*Work order*
Copy nothing from the entries below except the lines from the one containing "-376,6 +376,7 @@" through the one containing "newSnapshot.epoch = s.nextSnapshotEpoch", and copy those exactly.

*Input*
PR #1159, opened 2019-03-13
run integration tests with scorch

mschoch:
some minor changes have been made to a few of the queries to
ensure that the search results have a deterministic order

one test was removed as it was specifically checking the order
when no sort was specified, which is defined in a way that
does not lend itself to easy testing

we did not change all tests without sort order, as many of them
are correctly ordered by score already


mschoch:
An alternative would be force using `"sort": ["_score", "_id"],` everywhere, but I went for the more minimal change.

PR #1161, opened 2019-03-15
change sort strategy for integration tests

mschoch:
any test which is not explicitly setting a sort order
should instead specify:

"sort": ["-_score", "_id"]

this starts with the natural order of score descending,
but also imposes an additional tiebreaking rule to sort
by the documents identifier.  this comes with some
additional cost, but makes results more stable for
testing purposes.

### DIFF
--- a/test/tests/basic/searches.json
+++ b/test/tests/basic/searches.json
@@ -1,8 +1,10 @@
 [
 	{
+		"comment": "test term search, exact match",
 		"search": {
 			"from": 0,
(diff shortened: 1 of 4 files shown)


mschoch:
also, i started adding test comments describing what the tests were doing, this was a feature added later, which is why earlier tests did not have comments.  the comment is very useful when a test fails, because we print the comment, and you can search for it, as opposed to counting tests in the JSON to find the right one by using it's index.

PR #1174, opened 2019-03-25
Revert "MB-32846 - more aggressively removeOldData() in scorch persis…

sreekanth-cb:
…ter"

This reverts commit c8e737a945472f5f266c0799005216080443fbb8.

This recent introduction of removeOldData in
the persister main loop has slowed the persister
work flow to result in higher number of memory
based segments. This high number of in-memory
segments had resulted in perf regression across a few
query types like fuzzy, wildcard etc.

### DIFF
--- a/index/scorch/introducer.go
+++ b/index/scorch/introducer.go
@@ -376,6 +376,7 @@ func (s *Scorch) introduceMerge(nextMerge *segmentMerge) {
 				fileSegments++
 			}
 		}
+
 	}
 
 	// before the newMerge introduction, need to clean the newly
@@ -392,7 +393,6 @@ func (s *Scorch) introduceMerge(nextMerge *segmentMerge) {
 			}
 		}
 	}
-
 	// In case where all the docs in the newly merged segment getting
 	// deleted by the time we reach here, can skip the introduction.
 	if nextMerge.new != nil &&
@@ -424,7 +424,6 @@ func (s *Scorch) introduceMerge(nextMerge *segmentMerge) {
 	newSnapshot.AddRef() // 1 ref for the nextMerge.notify response
 
 	newSnapshot.updateSize()
-
 	s.rootLock.Lock()
 	// swap in new index snapshot
 	newSnapshot.epoch = s.nextSnapshotEpoch
@@ -502,7 +501,6 @@ func (s *Scorch) revertToSnapshot(revertTo *snapshotReversion) error {
 	}
 
 	newSnapshot.updateSize()
-
 	// swap in new snapshot
 	rootPrev := s.root
 	s.root = newSnapshot
--- a/index/scorch/persister.go
+++ b/index/scorch/persister.go
@@ -111,7 +111,6 @@ OUTER:
 		if ew != nil && ew.epoch > lastMergedEpoch {
 			lastMergedEpoch = ew.epoch
 		}
-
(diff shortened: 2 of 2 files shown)


mschoch:
I guess this is where satisfying multiple stakeholders with bleve will be hard...

One could argue (as Couchbase did initially) that too many old (unnecessary) files were on disk.  The original commit addressed that.

However, that results in some slower runtime observations, which one could argue is a bug (as Couchbase is now).  This commit reverts that.

My gut reaction is to think that the number of files (and corresponding disk space wastage) is a more serious issue, and thus as a project we'd just have to eat the perf regression for now.  However, being asked to merge this suggests that Couchbase feels differently.

sreekanth-cb:
With 1M use case (more production similar than bleve bench), the number of files remain steady / un affected with this change.(Or the count of memory and/or file segments are both kept at a better range with this fix.)
http://cbmonitor.sc.couchbase.com/reports/html/?snapshot=fts_650-2715_run_test_eee7&snapshot=fts_650-19192019_run_test_0534

Its been tested and verified with many of the showfast results we have.

As it was mentioned in the original commit description,
removeOldData won't be skipped or too many files won't hit the disk due to the walk together /step at a distance logic between persister and the merger.  This original fix from @steveyen  is more of an experimental fix to target the index size bloating issue with the highly random low cardinality data set (auto generated) from Alex , for which we later identified the actual root cause as empty int coder metadata footprints and the space occupied by the sparse hits filled freq/norm/loc data.

mschoch:
@steveyen thanks for clarifying.  This then raised questions about the initial code review, so I went back to look closer at the commit, and you seemed to have evidence in the commit message about an actual improvement.  I'm still not clear if we're arguing that that was bad test in the first place, or if we think the real issue was fixed later in some other way, or both?

@sreekanth-cb I think the commit message should provide more explanation about why we think this is the right change.  On the surface it reads like, revert bug fix due to perf regression, users shouldn't have to click further to understand that isn't exactly the case.

steveyen:
> @steveyen thanks for clarifying. This then raised questions about the initial code review, so I went back to look closer at the commit, and you seemed to have evidence in the commit message about an actual improvement. I'm still not clear if we're arguing that that was bad test in the first place, or if we think the real issue was fixed later in some other way, or both?

Real issue (disk space usage can grow really large in some cases) isn't fixed yet, but I think we now know the root cause (the chunkMeta bytes from the intCoder & chunkedContentCoder's are way too big when the indexed terms have low cardinality.  Related: https://github.com/blevesearch/bleve/pull/1160  And, a fix for that means a scorch/zap file format change(s).)

The "bad test in the first place", I think, was that I overly relied on bleve-bench for that initial code review, along with self-blinding by my "beautiful-at-the-time" theorizing.

bleve-bench usually is an okay (imho) as a micro-benchmarking tool.  But, when Alex G. got his hands on the real build, it showed no improvements in his "showfast" perf tests w.r.t. disk usage.  Worse, it also showed a degradation in search performance.  @sreekanth-cb, to his credit, never gave up on this and was steadfast in his theory (and proof via larger 1M doc runs and experimental data!) that the extra removeOldData() call that I had added to the persister was to blame.  I would have lost $ if a bet had been placed on that!

sreekanth-cb:
@mschoch , its been consistently noted that my commit message isn't clear enough. I shall definitely try to improvise here.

*Answer box*
@@ -376,6 +376,7 @@ func (s *Scorch) introduceMerge(nextMerge *segmentMerge) {
 				fileSegments++
 			}
 		}
+
 	}
 
 	// before the newMerge introduction, need to clean the newly
@@ -392,7 +393,6 @@ func (s *Scorch) introduceMerge(nextMerge *segmentMerge) {
 			}
 		}
 	}
-
 	// In case where all the docs in the newly merged segment getting
 	// deleted by the time we reach here, can skip the introduction.
 	if nextMerge.new != nil &&
@@ -424,7 +424,6 @@ func (s *Scorch) introduceMerge(nextMerge *segmentMerge) {
 	newSnapshot.AddRef() // 1 ref for the nextMerge.notify response
 
 	newSnapshot.updateSize()
-
 	s.rootLock.Lock()
 	// swap in new index snapshot
 	newSnapshot.epoch = s.nextSnapshotEpoch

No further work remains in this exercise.